Information supplied:

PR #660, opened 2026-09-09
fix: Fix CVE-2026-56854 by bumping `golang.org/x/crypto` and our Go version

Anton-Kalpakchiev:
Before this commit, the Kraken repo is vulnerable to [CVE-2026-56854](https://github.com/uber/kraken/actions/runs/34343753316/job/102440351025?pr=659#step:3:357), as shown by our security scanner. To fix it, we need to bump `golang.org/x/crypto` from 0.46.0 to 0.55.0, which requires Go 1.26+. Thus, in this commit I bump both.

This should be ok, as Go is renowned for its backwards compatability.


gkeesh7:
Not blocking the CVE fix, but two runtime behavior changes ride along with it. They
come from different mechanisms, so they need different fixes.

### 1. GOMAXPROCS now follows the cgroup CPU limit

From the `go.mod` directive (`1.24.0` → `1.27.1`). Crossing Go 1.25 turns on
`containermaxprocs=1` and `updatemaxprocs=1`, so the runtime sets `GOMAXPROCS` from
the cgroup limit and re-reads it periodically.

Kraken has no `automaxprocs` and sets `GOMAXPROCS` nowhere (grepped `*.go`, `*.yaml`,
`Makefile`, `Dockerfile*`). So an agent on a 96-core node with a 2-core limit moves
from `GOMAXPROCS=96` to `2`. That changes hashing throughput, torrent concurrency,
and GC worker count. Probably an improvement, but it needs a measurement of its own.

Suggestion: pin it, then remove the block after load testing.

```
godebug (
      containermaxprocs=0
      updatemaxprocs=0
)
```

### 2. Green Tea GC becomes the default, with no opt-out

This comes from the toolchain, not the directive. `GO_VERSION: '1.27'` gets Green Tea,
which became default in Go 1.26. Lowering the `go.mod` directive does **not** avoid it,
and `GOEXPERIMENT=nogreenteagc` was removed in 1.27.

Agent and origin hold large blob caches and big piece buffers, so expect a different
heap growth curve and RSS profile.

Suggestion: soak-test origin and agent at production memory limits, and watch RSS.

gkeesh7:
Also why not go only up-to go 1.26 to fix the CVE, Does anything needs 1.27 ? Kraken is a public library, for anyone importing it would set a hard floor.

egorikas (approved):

Try it: Show every line above in which the word "different" occurs.

Response area:
come from different mechanisms, so they need different fixes.
Agent and origin hold large blob caches and big piece buffers, so expect a different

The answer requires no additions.